Work to be completed: Go through the entries below from the first line and output each one exactly, up to and including the line with "tonytlwu: @OleksandrLavrynenko Based".

Input data:
PR #166, opened 2021-10-27
OD-602 [Fix] Fixed bug in editing objects and arrays

OleksandrLavrynenko:
@romanyosyfiv

OD-602 https://weboo.atlassian.net/browse/OD-602

## Description
**Problem**: The Papa.js library corrupted  objects and arrays in JSON. This made it impossible to parse the data from JSON.
**Solution**: Added parsing function Objects and arrays in JSON. This function checks for an object or array in JSON and unpacks them.

## Screenshots/screencasts

https://user-images.githubusercontent.com/86256215/141954154-1500186c-6b63-48c9-be26-20466b2f1306.mp4

## Backward compatibility

## Reviewers
@upplabs-alex-levchenko


js/spreadsheet.js
```diff
@@ -861,16 +840,32 @@ var spreadsheet = function(options) {
     return entries;
   };
 
-  function validateJsonString(str) {
-    var validatedString;
-
+  function getColumnValue(str) {
     try {
-      validatedString = jsonObjRegExp.test(str) ? JSON.parse(str) : str;
+      var parsingResult = JSON.parse('[' + str + ']');
```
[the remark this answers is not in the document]
tonytlwu: @OleksandrLavrynenko Based on what you're saying, an array of objects are joined using `,` and printed on Handsontable, and that's why [{foo: 1}] --> '{"foo": 1}'. Is that right?

If so, then it sounds like it shouldn't be displayed by joining with `,`. If we have the right capability to parse and display JSON, then it can just be stringified before displaying with Handsontable, and parsed into JSON before it's saved.

Would that solve the problem?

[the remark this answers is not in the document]
OleksandrLavrynenko: **@tonytlwu** I converted arrays and objects to JSON for display. Are you satisfied with this format for display arrays and objects?
obj-arr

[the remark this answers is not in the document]
tonytlwu: @OleksandrLavrynenko This looks good. How does it deal with other types, e.g. string, integers, booleans.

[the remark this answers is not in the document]
OleksandrLavrynenko: **@tonytlwu** strings, numbers and booleans are converted to a string after editing or at the moment of entering them into the table, just as it works now.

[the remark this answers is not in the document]
tonytlwu: @OleksandrLavrynenko Can you show screenshots with the examples of the various types just as you did in your previous comments please?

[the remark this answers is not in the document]
OleksandrLavrynenko: **@tonytlwu** Here is a screenshot of the sent data and its output in the table
types
arr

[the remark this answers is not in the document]
tonytlwu: @OleksandrLavrynenko Looks good to me. Please continue with the solution.

js/spreadsheet.js
```diff
@@ -36,31 +33,30 @@ var spreadsheet = function(options) {
...
-            return typeof val === 'string' && val.indexOf(',') !== -1 ? '"' + val + '"' : val;
-          }).join(', ');
         // Stringify value only for the first render for nested objects
-        } else if (isFirstRender && value && typeof value === 'object') {
+        if (isFirstRender && typeof value === 'object') {
           if (objColumns.indexOf(header) === -1) {
             objColumns.push(header);
           }
 
+          if (Array.isArray(value)) {
```
tonytlwu, line 48: @OleksandrLavrynenko I'm reading this section and there are a few things that don't make sense to me.

**Objective**

- Stringify objects/arrays so that they are representative of the content, e.g. arrays of objects use `[]` as the wrapper as expected, objects aren't displayed as `[object Object]` etc.
- Objects/arrays are saved correctly

I therefore see a few problems here:

1. Why do we need the logic to add double quotes to the string if it contains a comma?
2. Why do we have a special scenario for nested arrays?

Could you also share screenshots of what this looks like if the data was the following:

* `[1, "2, and 3", 4, { foo: "bar" }]`
* `[1, 2, [3, 4, "hi, how are you"], 5, 6, { foo: ["bar", "buzz"] }]

OleksandrLavrynenko: **@tonytlwu**  There is a problem with parsing the first line

compare-dsta

tonytlwu: @OleksandrLavrynenko I also don't see `[1, 2, [3, 4, "hi, how are you"], 5, 6, { foo: ["bar", "buzz"] }]` being rendered correctly. Can you fix both issues please?

I expect the following:

* `[1, "2, and 3", 4, { foo: "bar" }]` => `[1,"2, and 3",4,{"foo":"bar"}]`
* `[1, 2, [3, 4, "hi, how are you"], 5, 6, { foo: ["bar", "buzz"] }]` => `[1,2,[3,4,"hi, how are you"],5,6,{"foo":["bar","buzz"]}]`

js/spreadsheet.js
```diff
@@ -36,32 +33,31 @@ var spreadsheet = function(options) {
...
         // Stringify value only for the first render for nested objects
-        } else if (isFirstRender && value && typeof value === 'object') {
+        if (isFirstRender && typeof value === 'object') {
           if (objColumns.indexOf(header) === -1) {
             objColumns.push(header);
           }
 
-          value = JSON.stringify(value);
+          if (Array.isArray(value)) {
+            // Add double quotes to the string if it contains a comma
```
tonytlwu, line 49: Is this comment still relevant? It doesn't look like we're adding double quotes any more.

Please review all the inline comments in this function to make sure they are relevant and correct.

js/spreadsheet.js
```diff
@@ -36,32 +33,31 @@ var spreadsheet = function(options) {
...
-          // Add double quotes to the string if it contains a comma
-          value = value.map(function(val) {
-            // Stringify value only for the first render for nested arrays
-            if (isFirstRender && value && typeof val !== 'string') {
-              return JSON.stringify(val);
-            }
-
-            return typeof val === 'string' && val.indexOf(',') !== -1 ? '"' + val + '"' : val;
-          }).join(', ');
         // Stringify value only for the first render for nested objects
```
tonytlwu, line 42: What's the scenario that this comment is describing?

js/spreadsheet.js
tonytlwu: @OleksandrLavrynenko Please show screenshot.

tonytlwu (changes requested):

js/spreadsheet.js
```diff
@@ -36,28 +33,15 @@ var spreadsheet = function(options) {
...
-            return typeof val === 'string' && val.indexOf(',') !== -1 ? '"' + val + '"' : val;
-          }).join(', ');
-        // Stringify value only for the first render for nested objects
-        } else if (isFirstRender && value && typeof value === 'object') {
-          if (objColumns.indexOf(header) === -1) {
+        // Stringify values for rendering objects for the first rendering and when undoing changes to the table (Ctrl + Z in the table cell)
+        if (typeof value === 'object' && value !== null) {
+          if (isFirstRender && objColumns.indexOf(header) === -1) {
             objColumns.push(header);
           }
```
tonytlwu, line 47: The next line `value = JSON.stringify(value);` used to only execute if `isFirstRender` is true. Now it's executed even if it isn't `true`. Is that intentional and if so, why is it necessary?

js/spreadsheet.js
```diff
@@ -861,16 +825,32 @@ var spreadsheet = function(options) {
...
+      return getString(str);
     } catch (e) {
-      validatedString = str;
+      return getString(str);
     }
+  }
 
-    return validatedString;
+  function getString(str) {
+    try {
```
tonytlwu, line 843: Why is this part necessary? What's the problem scenario if we don't use this in the `getColumnValue` function?

js/spreadsheet.js
OleksandrLavrynenko: I found another bug in the table. I checked, it's reproduced on the staging. 

1. Edit the object.
2. Select another cell to save changes to the object.
3. Select the cell from the object again and press backspace
4. Press Ctrl + Z to return the object.
All objects in the table will become [Object object]

tonytlwu: @OleksandrLavrynenko 👍🏻  Can you add a comment in the Jira ticket and mention this bug please, including the steps to replicate.

cc @inna-bieshulia

tonytlwu (approved):
@romanyosyfiv @inna-bieshulia This is ready for testing

Risk: Critical
Affected: Studio users managing data source data
Verify: Data source data is consistently saved, loaded and no data is lost

PR #172, opened 2022-03-10
ID-1986 [Maintenance] Adds ESLint

tonytlwu:
Ref. https://weboo.atlassian.net/browse/ID-1986

This is preparation work for adding selective commits to DS Manager.


squallstar (approved):

js/spreadsheet.js
```diff
@@ -1111,6 +1120,32 @@ function undoRedoToggle() {
   $('[data-action="redo"]').prop('disabled', disableRedo);
 }
 
+function undoRedo(event) {
```
squallstar, line 1123: any specific reason you moved this in here?

tonytlwu: This file already contained some logic and functions related to other undo/redo functions so it was either move them all the the `undo-redo` file, or start adding those function names as global variable. It's all quite messy so I just put them all in the same file.

PR #173, opened 2022-03-15
ID-1028 [Feat] Selectively commit changes to the data source

tonytlwu:
Ref. https://weboo.atlassian.net/browse/ID-1028


js/history.js
```diff
@@ -0,0 +1,126 @@
+Fliplet.Registry.set('history-stack', (function() {
```
squallstar, line 1: What does this library do? May be worth adding a comment

js/interface.js
```diff
@@ -33,11 +33,15 @@ var dataSources;
...
-var dataSourceEntriesHasChanged = false;
 var isShowingAll = false;
 var columns;
 var dataSourcesToSearch = [];
 var initialLoad = true;
+var entryMap = {
+  original: [],
+  entries: []
+};
+var locale = navigator.language.indexOf('en') === 0 ? navigator.language : 'en';
```
squallstar, line 44: What's this for?

js/interface.js
```diff
@@ -567,12 +655,26 @@ function saveCurrentData() {
     return Fliplet.DataSources.update(currentDataSourceId, { definition: dataSource.definition });
   }).catch(console.error);
 
-  currentDataSourceUpdatedAt = moment().format('MMM Do YYYY, HH:mm');
+  currentDataSourceUpdatedAt = TD(new Date(), { format: 'lll', locale: locale });
+
+  var replace = false; // Set to TRUE to commit the changes by replacing all existing entries
```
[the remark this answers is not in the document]
tonytlwu: @squallstar Yes, potentially. I'm currently waiting for your assessment on the commit endpoint to determine what's the best way of using this. For example, if all the rows are to be updated, it could be faster to set `replace = true` to use a different payload. It hasn't been decided yet.

js/interface.js
tonytlwu: This is to make sure any date localisation uses an English locale that's closest to the browser language.

js/history.js
tonytlwu: Added

squallstar (approved):

PR #196, opened 2022-09-30
Removes ES6 syntax to reactivate ESLint

tonytlwu:
The ES6 syntax is preventing ESLint from working as it's catching a series of syntax errors that aren't supported by ES5.

### DIFF
--- a/js/interface.js
+++ b/js/interface.js
@@ -301,6 +301,7 @@ function fetchCurrentDataSourceUsers() {
  * Cache a list of entries as original entries for comparison when committing changes
  * @param {Array} entries - Entries to be cached as original entries
  * @param {Object} [clientIdMap] - Optional map of client IDs to new entry IDs to map add the missing entry IDs. This mutates the entries provided.
+ * @returns {undefined}
  */
 function cacheOriginalEntries(entries, clientIdMap) {
   entryMap.original = {};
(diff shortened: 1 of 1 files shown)


js/interface.js
```diff
@@ -359,7 +360,11 @@ function fetchCurrentDataSourceEntries(entries) {
     } else {
       var flattenedColumns = {};
 
-      rows.map(({ data }) => data).forEach(dataItem => (flattenedColumns = { ...flattenedColumns, ...dataItem }));
+      rows.map(function(row) {
```
tonytlwu, line 363: @squallstar Can you confirm if this is still correctly optimised based on the work done in https://github.com/Fliplet/fliplet-widget-data-source/pull/177

squallstar (approved):

js/interface.js
squallstar: @tonytlwu is there a specific reason you want to change the current functionality not to use the spread operator?

Your solution seems faster but creates almost twice as many operations?

tonytlwu: @squallstar Because it isn't allowed for ES5 and our ESLint has not been updated to support this.

tonytlwu: I think high ops/s is meant to be a good thing though.

squallstar (approved):

PR #198, opened 2022-10-07
XOR-563[FIX] Ensure create record automation copies records in the correct order

SMohol:
### Product areas affected

- `interface.js` 

### List the product areas affected
 - Fliplet Widget - fliplet-widget-data-source ` interface.js`

### What does this PR do?

- This PR changed to specify the sort order as order ASC, id ASC.
- Accept input in the request body as follow:
```
     {
        order: [
          ['order', 'ASC'],
          ['id', 'ASC']
        ]
      }
```
### JIRA ticket

- [XOR-563](https://weboo.atlassian.net/browse/XOR-563)

### Result
- Video recording 

https://user-images.githubusercontent.com/107605720/194559633-3fb452d3-ccf3-4713-bff5-96da784da4c3.mp4

https://user-images.githubusercontent.com/107605720/194559659-7b19c098-a133-4c28-9309-7891383da5a2.mp4

### DIFF
--- a/js/interface.js
+++ b/js/interface.js
@@ -370,7 +370,7 @@ function fetchCurrentDataSourceEntries(entries) {
       }
 
       return source.find({
-        order: [
+        orderBy: [
           ['order', 'ASC'],
           ['id', 'ASC']
         ]
--- a/js/interface.js
+++ b/js/interface.js
@@ -369,7 +369,12 @@ function fetchCurrentDataSourceEntries(entries) {
         return Promise.resolve(entries);
       }
 
-      return source.find({}).catch(function() {
+      return source.find({
+        orderBy: [
+          ['order', 'ASC'],
+          ['id', 'ASC']
+        ]
+      }).catch(function() {
         return Promise.reject('Access denied. Please review your security settings if you want to access this data source.');
       });
     });
--- a/js/interface.js
+++ b/js/interface.js
@@ -370,7 +370,7 @@ function fetchCurrentDataSourceEntries(entries) {
       }
 
       return source.find({
-        orderBy: [
+        order: [
           ['order', 'ASC'],
           ['id', 'ASC']
         ]


js/interface.js
```diff
@@ -369,7 +369,12 @@ function fetchCurrentDataSourceEntries(entries) {
         return Promise.resolve(entries);
       }
 
-      return source.find({}).catch(function() {
+      return source.find({
+        orderBy: [
```
squallstar, line 373: As per tech spec (https://weboo.atlassian.net/browse/XOR-563?focusedCommentId=36803), the column should be called `order`, not `orderBy`.

squallstar (changes requested):

js/interface.js
SMohol: In the existing endpoint `order` name is already taken so added `orderBy` [here](https://github.com/Fliplet/fliplet-api/blob/%40Smoholxor/FIX-XOR-563/routes/v1/data-sources.js#:~:text=%5B%27id%27%2C%20%27createdAt%27%2C%20%27updatedAt%27%2C%20%27order%27%5D.forEach((key)%20%3D%3E%20%7B)

SMohol: yes we supposed to add the same however body is already having `order `field e.g here(https://github.com/Fliplet/fliplet-api/blob/%40Smoholxor/FIX-XOR-563/routes/v1/data-sources.js#:~:text=%5B%27id%27%2C%20%27createdAt%27%2C%20%27updatedAt%27%2C%20%27order%27%5D.forEach((key)%20%3D%3E%20%7B) so to avoid conflict with name added `orderBy` instead of `order`

SMohol: @squallstar as per https://github.com/Fliplet/fliplet-api/pull/5528#discussion_r990591664 comment  I do changes accordingly please review

squallstar (approved):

Response to this exercise:
PR #166, opened 2021-10-27
OD-602 [Fix] Fixed bug in editing objects and arrays

OleksandrLavrynenko:
@romanyosyfiv

OD-602 https://weboo.atlassian.net/browse/OD-602

## Description
**Problem**: The Papa.js library corrupted  objects and arrays in JSON. This made it impossible to parse the data from JSON.
**Solution**: Added parsing function Objects and arrays in JSON. This function checks for an object or array in JSON and unpacks them.

## Screenshots/screencasts

https://user-images.githubusercontent.com/86256215/141954154-1500186c-6b63-48c9-be26-20466b2f1306.mp4

## Backward compatibility

## Reviewers
@upplabs-alex-levchenko


js/spreadsheet.js
```diff
@@ -861,16 +840,32 @@ var spreadsheet = function(options) {
     return entries;
   };
 
-  function validateJsonString(str) {
-    var validatedString;
-
+  function getColumnValue(str) {
     try {
-      validatedString = jsonObjRegExp.test(str) ? JSON.parse(str) : str;
+      var parsingResult = JSON.parse('[' + str + ']');
```
[the remark this answers is not in the document]
tonytlwu: @OleksandrLavrynenko Based on what you're saying, an array of objects are joined using `,` and printed on Handsontable, and that's why [{foo: 1}] --> '{"foo": 1}'. Is that right?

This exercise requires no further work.